BEGIN RECORD EXCERPTS
PR #4963, opened 2025-07-12
[ZEPPELIN-6203] Connect shortcut for info button

dididy:
### What is this PR for?
image

Nothing happened when I click above info button inside of Zeppelin Notebook. So I connect this function work properly. 

This button related in [here](https://github.com/apache/zeppelin/blob/526eb15b8732909ab994adba76e0c3e33bfa001c/zeppelin-web-angular/src/app/pages/workspace/notebook/action-bar/action-bar.component.ts#L239) so I made shared shortcut component and connect it. Now it works well.

스크린샷 2025-07-12 오후 6 10 05

I refer to [zeppelin-web's shortcut file](https://github.com/apache/zeppelin/blob/526eb15b8732909ab994adba76e0c3e33bfa001c/zeppelin-web/src/app/notebook/shortcut.html)

### What type of PR is it?
Bug Fix
Feature
Refactoring

### Todos
* [ ] TBD

### What is the Jira issue?
https://issues.apache.org/jira/browse/ZEPPELIN-6203

### Questions:

### DIFF
--- a/zeppelin-web-angular/src/app/pages/workspace/notebook/action-bar/action-bar.component.ts
+++ b/zeppelin-web-angular/src/app/pages/workspace/notebook/action-bar/action-bar.component.ts
@@ -30,6 +30,7 @@ import { Note, OP, RevisionListItem } from '@zeppelin/sdk';
 import { MessageService, NoteActionService, NoteStatusService, SaveAsService, TicketService } from '@zeppelin/services';
 
 import { NoteCreateComponent } from '@zeppelin/share/note-create/note-create.component';
+import { ShortcutComponent } from '@zeppelin/share/shortcut/shortcut.component';
 
 @Component({
   selector: 'zeppelin-notebook-action-bar',
@@ -237,7 +238,11 @@ export class NotebookActionBarComponent extends MessageListenersManager implemen
   }
 
   showShortCut() {
-    // TODO(hsuanxyz)
+    this.nzModalService.info({
+      nzTitle: `Shortcut Info`,
+      nzWidth: '600px',
+      nzContent: ShortcutComponent
+    });
   }
 
   togglePermissions() {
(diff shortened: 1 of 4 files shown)


jongyoul:
@dididy Can we add some tests for it?

voidmatcha:
> @dididy Can we add some tests for it?

Are you referring to E2E test?

jongyoul:
Yes, it would be great if we have.

voidmatcha:
87c4d19
I added the missing `isMac` variable to detect macOS. This makes the modifier key label display as `Option` on macOS and `Alt` on other platforms.

6e75ed6
In the Classic UI, auto-completion triggered by `Control + .` had to be manually activated, but in the Monaco editor used in the NewUI, it is always enabled by default. Therefore, the shortcut is unnecessary and has been removed.

https://issues.apache.org/jira/browse/ZEPPELIN-6314

I’m currently looking into the E2E environment setup, and the Jira ticket is as above. It will likely use Playwright.

#5044 / #5064
Once the subsequent PRs are merged, I’ll review again, and this PR can be merged afterward.

zeppelin-web/src/app/notebook/shortcut.html
tbonelee, line 1: Are you intending to remove the auto-completion shortcut info only from the new UI? If so, this should be reverted, as it removes the shortcut information from the classic UI.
END RECORD EXCERPTS
## ACTIVITY
Whenever a line in the material contains the word "above", copy that line.

## WRITTEN SOLUTION
Nothing happened when I click above info button inside of Zeppelin Notebook. So I connect this function work properly. 
I’m currently looking into the E2E environment setup, and the Jira ticket is as above. It will likely use Playwright.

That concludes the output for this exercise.